AFAIK, Tesla radar operates in the 2.5GHz band, same as other civilian devices like WiFi and GDOs. Police radar operates in the 10GHz band for stationary units (car mounted) and in the 25GHz band for hand held units. So, interference with your radar detector is unlikely because it would have been designed to reject the 2.5GHz frequencies.

The UV rejection qualities of the Tesla glass is probably due to some mineral added to the glass, or some metalized film sandwiched in the glass layers. I would assume that his would also attenuate radar frequencies. see: https://www.carid.com/articles/radar-detectors.html


----------



## SoFlaModel3 (Apr 15, 2017)

MelindaV said:


> people still use radar detectors?


Should come in handy with instant torque and a lead foot 



Badback said:


> AFAIK, Tesla radar operates in the 2.5GHz band, same as other civilian devices like WiFi and GDOs. Police radar operates in the 10GHz band for stationary units (car mounted) and in the 25GHz band for hand held units. So, interference with your radar detector is unlikely because it would have been designed to reject the 2.5GHz frequencies.
> 
> The UV rejection qualities of the Tesla glass is probably due to some mineral added to the glass, or some metalized film sandwiched in the glass layers. I would assume that his would also attenuate radar frequencies. see: https://www.carid.com/articles/radar-detectors.html


Thanks!!


----------



## TrevP (Oct 20, 2015)

Illegal in Canada so have no opinion


----------



## SoFlaModel3 (Apr 15, 2017)

TrevP said:


> Illegal in Canada so have no opinion


Ouch, that's a bummer. What is the penalty for being caught with one? What about a concealed mount? Not worth the risk?


----------



## garsh (Apr 4, 2016)

SoFlaModel3 said:


> Ouch, that's a bummer. What is the penalty for being caught with one? What about a concealed mount? Not worth the risk?


You don't really need radar detectors nowadays. Just run Waze.


----------



## AEDennis (Apr 10, 2016)

garsh said:


> You don't really need radar detectors nowadays. Just run Waze.


I suppose it would still be useful for cross-country trips. Lots of open spaces out there with no Internet or minimal waze users.


----------



## garsh (Apr 4, 2016)

AEDennis said:


> I suppose it would still be useful for cross-country trips. Lots of open spaces out there with no Internet or minimal waze users.


Then you go old-school, get a CB radio, and listen to the truckers.


----------



## SoFlaModel3 (Apr 15, 2017)

garsh said:


> You don't really need radar detectors nowadays. Just run Waze.


I find Waze to have a very childish user interface and I really don't another reason to allow my phone to distract me.
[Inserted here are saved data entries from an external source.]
PR #30, opened 2026-04-23
Eko 230/3a3 push live changes

Iam-Ebuka:
This is golden

- red test for push live changes
- wrote the implementation to watch for live changes
- refactor, introduced isChangeEvent function into watchChanges in mongo to maintain intergrity

### DIFF
--- a/server/infrastructure/mongo.ts
+++ b/server/infrastructure/mongo.ts
@@ -1,5 +1,5 @@
 import { Db, MongoClient as Driver, ObjectId } from 'mongodb';
-import { ChangeEvent } from '../../shared/types.ts';
+import { ChangeEvent, isChangeEvent } from '../../shared/types.ts';
 import { ConfigurableResponse, EventEmitter, OutputTracker } from './outputTracker.ts';
 
 interface MongoInterface {
@@ -7,9 +7,8 @@ interface MongoInterface {
   insert(collection: string, doc: object): Promise<void>;
   update(collection: string, query: object, changes: object): Promise<void>;
   remove(collection: string, query: object): Promise<void>;
-  watchChanges(collection: string, cb: (data: unknown) => void): void;
+  watchChanges(collection: string, cb: (change: ChangeEvent) => void): void;
   trackChanges(collection: string): OutputTracker;
-  
 }
 
 export class MongoWrapper {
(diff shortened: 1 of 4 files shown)


server/infrastructure/mongo.ts
```diff
@@ -160,6 +169,12 @@ class StubbedMongo implements MongoInterface {
     return Promise.resolve();
   }
 
+  watchChanges(collection: string, cb: (change: ChangeEvent) => void): void {
+    this.emitter.on(collection, (data) => {
+      if (isChangeEvent(data)) cb(data);
+    });
+  }
```
KevinOrfas, line 176: **What we saw**

`StubbedMongo.watchChanges` was telling two stories at once. The signature promised callers `(change: ChangeEvent) => void`, but the body handed the callback straight to an emitter that calls handlers with `unknown`. The compiler caught the mismatch, and we silenced it with `cb as (data: unknown) => void`. That cast looks small. It isn't. It's us telling the type system "trust me" while the evidence says otherwise.

**What the evidence said**

The same emitter carries more than change events. `find` calls emit `{ type: 'find', collection, query }` on the same channel, because `trackChanges` (our test-time output tracker) needs to see them. So a `watchChanges` subscriber who trusts the declared type would eventually meet a `find` payload that doesn't fit the `ChangeEvent` union. Today we happen to dodge it — `publications.ts` only reacts to `change.type === 'insert'` and silently drops everything else. Dodging isn't the same as handling. The next caller who writes an exhaustive `switch` on `change.type` inherits a landmine.

**The move**

Instead of lying to the type system, we made the boundary honest. The handler we register with the emitter now has the type the emitter actually calls it with — `(data: unknown) => void`. Inside, a small guard (`isChangeEvent`, living next to the type it describes in `shared/types.ts`) narrows `unknown` down to `ChangeEvent` before the caller's `cb` ever sees it. Non-change payloads like `find` are filtered out where they enter, not where they fail.

```ts
watchChanges(collection, cb) {
  this.emitter.on(collection, (data) => {
    if (isChangeEvent(data)) cb(data);
  });
}
```

Two things changed, one thing didn't. The cast is gone. The callback contract is now enforced at runtime, not asserted at compile time. The public shape of `watchChanges` is identical — no caller had to change.

**Why it holds**

The guard is the single place that decides what counts as a `ChangeEvent`. If we ever add a fourth variant to the union, the guard is the one place that has to keep up — and the compiler will tell us, because `isChangeEvent` uses the union's discriminants directly. That's the invariant we're buying: the claim on the signature matches what the callback actually receives, and there's exactly one place to check when the claim shifts.

**What we left open**

`emitter.on` still returns `void`, which means a registered watcher can't be removed. We're not using teardown yet — no unsubscribe, no disconnect cleanup — so it doesn't hurt us today. It will, the first time a client reconnects and we notice the old listener still firing into a dead socket. That's a conversation for the slice that introduces `unsubscribe`, not this one. Worth knowing it's waiting.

Besides my Valentine One is right 100% of the time and Waze is only as good as the other drivers around me.


----------



## garsh (Apr 4, 2016)

SoFlaModel3 said:


> I find Waze to have a very childish user interface


It does. I always go into settings and turn off all of that extra crap.
The only thing I can't really turn off is showing me gas stations (I drive a Leaf dammit!).
I found a work-around: Choose a "favorite" gas station brand, but make sure it's a brand that doesn't exist in your part of the country.


> Besides my Valentine One is right 100% of the time and Waze is only as good as the other drivers around me.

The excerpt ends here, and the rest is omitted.